Dear @lissyx @reuben team and the community,

I’m working on production of the Deepspecch. I’ve been using the following strategy till now:

Record user voice using javascript in front end and send the wav file to server to wrok on.

Now, to improve the latency, I’m currently working on streaming the audio. However, there seems to be a problem. It seems the accuracy on streaming is comparatively lower than that of STT on complete file.

It is possibly because of the language model. By this I mean, if the full file is being transcribed, the language model probability works on the complete file and the result is thereafter provided. However, if I’m using streaming, the VAD breaks the sequence in the middle, hence the language model doesn’t get the previous context and that adds minor errors to the output.

Is this normal? How can I overcome them? Should I add single word sentences in the language model as well?

If you think it’s VAD, just don’t use VAD so that streaming mode should be as accurate as “wav file” mode, but much faster.

If I dont use VAD and still do streaming, wont it be a big issue if the streaming audio is large? And is adding single words in the LM for inference a good option?

Eg: If the sentence is, “Note in history transformer has a problem of …”

The first part: “Note in history” is ok. In the second part “transformer has” is not geting recognised, if I’m streaming. However, the complete sentence is getting recognised if I’m doing a complete WAV file’s STT.

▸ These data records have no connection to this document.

PR #1722, opened 2023-11-21
Fix readability warnings

jfsimoneau:
Did not fix readbility-qualified-auto, will do a separate pull request

### DIFF
--- a/httplib.h
+++ b/httplib.h
@@ -4727,10 +4727,12 @@ get_range_offset_and_length(const Request &req, const Response &res,
 }
 
 inline bool expect_content(const Request &req) {
+  if (req.method == "POST" || req.method == "PUT" || req.method == "PATCH" ||
+      req.method == "PRI" || req.method == "DELETE") {
+    return true;
+  }
   // TODO: check if Content-Length is set
-  return (req.method == "POST" || req.method == "PUT" ||
-          req.method == "PATCH" || req.method == "PRI" ||
-          req.method == "DELETE");
+  return false;
 }
 
 inline bool has_crlf(const std::string &s) {
@@ -8357,7 +8359,7 @@ inline SSLClient::SSLClient(const std::string &host, int port,
     : ClientImpl(host, port, client_cert_path, client_key_path) {
   ctx_ = SSL_CTX_new(TLS_client_method());
 
-  detail::split(host_.data(), &host_[host_.size()], '.',
+  detail::split(&host_[0], &host_[host_.size()], '.',
                 [&](const char *b, const char *e) {
                   host_components_.emplace_back(b, e);
                 });
--- a/httplib.h
+++ b/httplib.h
@@ -868,15 +868,16 @@ private:
   bool routing(Request &req, Response &res, Stream &strm);
   bool handle_file_request(const Request &req, Response &res,
                            bool head = false);
-  bool dispatch_request(Request &req, Response &res, const Handlers &handlers);
-  bool
+  static bool dispatch_request(Request &req, Response &res,
+                               const Handlers &handlers);
+  static bool
   dispatch_request_for_content_reader(Request &req, Response &res,
                                       ContentReader content_reader,
                                       const HandlersForContentReader &handlers);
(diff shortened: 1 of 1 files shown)


httplib.h
```diff
@@ -4724,12 +4727,10 @@ get_range_offset_and_length(const Request &req, const Response &res,
 }
 
 inline bool expect_content(const Request &req) {
-  if (req.method == "POST" || req.method == "PUT" || req.method == "PATCH" ||
-      req.method == "PRI" || req.method == "DELETE") {
-    return true;
-  }
   // TODO: check if Content-Length is set
-  return false;
+  return (req.method == "POST" || req.method == "PUT" ||
```
yhirose, line 4731: This is incorrect. I intentionally put the if statement before the TODO comment.

httplib.h
```diff
@@ -868,15 +868,16 @@ class Server {
   bool routing(Request &req, Response &res, Stream &strm);
   bool handle_file_request(const Request &req, Response &res,
                            bool head = false);
-  bool dispatch_request(Request &req, Response &res, const Handlers &handlers);
-  bool
+  static bool dispatch_request(Request &req, Response &res,
```
yhirose, line 871: I don't like to put 'static'. It's less readable.

httplib.h
jfsimoneau: Ah, I see. Something will come after the first check. I will revert this part.

httplib.h
```diff
@@ -8361,7 +8363,7 @@ inline SSLClient::SSLClient(const std::string &host, int port,
     : ClientImpl(host, port, client_cert_path, client_key_path) {
   ctx_ = SSL_CTX_new(TLS_client_method());
 
-  detail::split(&host_[0], &host_[host_.size()], '.',
+  detail::split(host_.data(), &host_[host_.size()], '.',
```
yhirose, line 8366: If we do `host.data()`, should we do the same to `&host[host.size()]` like `host_data() + host.size()` This change actually creates inconsistency and made the code less readable...

yhirose:
@jfsimoneau I basically don't agree half of changes like adding `static`...

httplib.h
jfsimoneau: I understand your feeling, but having a static method means the `this` pointer is not passed as an automatic parameter. This will reduce the call overhead a little bit and ensure the calling instance won't affect the outcome or be affected by any side-effect.

httplib.h
jfsimoneau: Good point, I overlooked this case.

yhirose: I am ok with the notation like `&a[0]`. IMHO, most of C/C++ programmers know what it means, and it's a common notation.

jfsimoneau: I agree with you, the meaning is very well-known. In this particular case, it even makes more sense to use this notation because of the begin/end parameters of `detail::split()` for iteration. In the other cases, the meaning really is to put data into a vector's buffer.

yhirose:
Could you leave only changes for adding missing `const`, removing unnecessary `const, and adding missing curly braces? As for `static`, it still make me confused when reading the class. I know what you mentioned, but I would like to keep the code as it is. Thanks for your understanding!

jfsimoneau:
Sure, on it!

jfsimoneau:
Replaced all `static` methods with `const` methods to emphasize the absence of side-effects. Also reverted the `.data()` accessors to leave `&var[0]` so it's consistent everywhere.

I did notice most `static` methods could also be hidden internal functions or helper functions instead of class methods, except some internal class member access like `private` classes. Worth noting, but I won't touch that; if it's not broken, don't fix it.

yhirose:
Thanks for all the improvements.

> I did notice most static methods could also be hidden internal functions or helper functions instead of class methods, except some internal class member access like private classes. Worth noting, but I won't touch that; if it's not broken, don't fix it.

When I have time, I'll take a look at the code and thing about what I can do. Thanks again for your fine contribution!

What is the best way to solve it? (And what could be the reason, is it because such sentences are not there in the LM?)

1 Like

HI @sayantangangs.91

I have a similar observation. I used to test my fully customized model using batch processing and the model was predicting very well.
Now I apply streaming and I am getting weird transcript. Very often same parts of my speech are cutted, usually the start or the end of the spoken sequence.
Does anyone can help with that?

I understand that we are chunking the audio file and transcribing these chunks separately, while streaming. The main problem probably is with the language model, it is not used for the whole sentence but for these single chunks, am I right? That is probably the reason why the transcript seems so weird.
Does anyone overcome it somehow? Maybe applying some post-processing or any other ideas? Thanks in advance!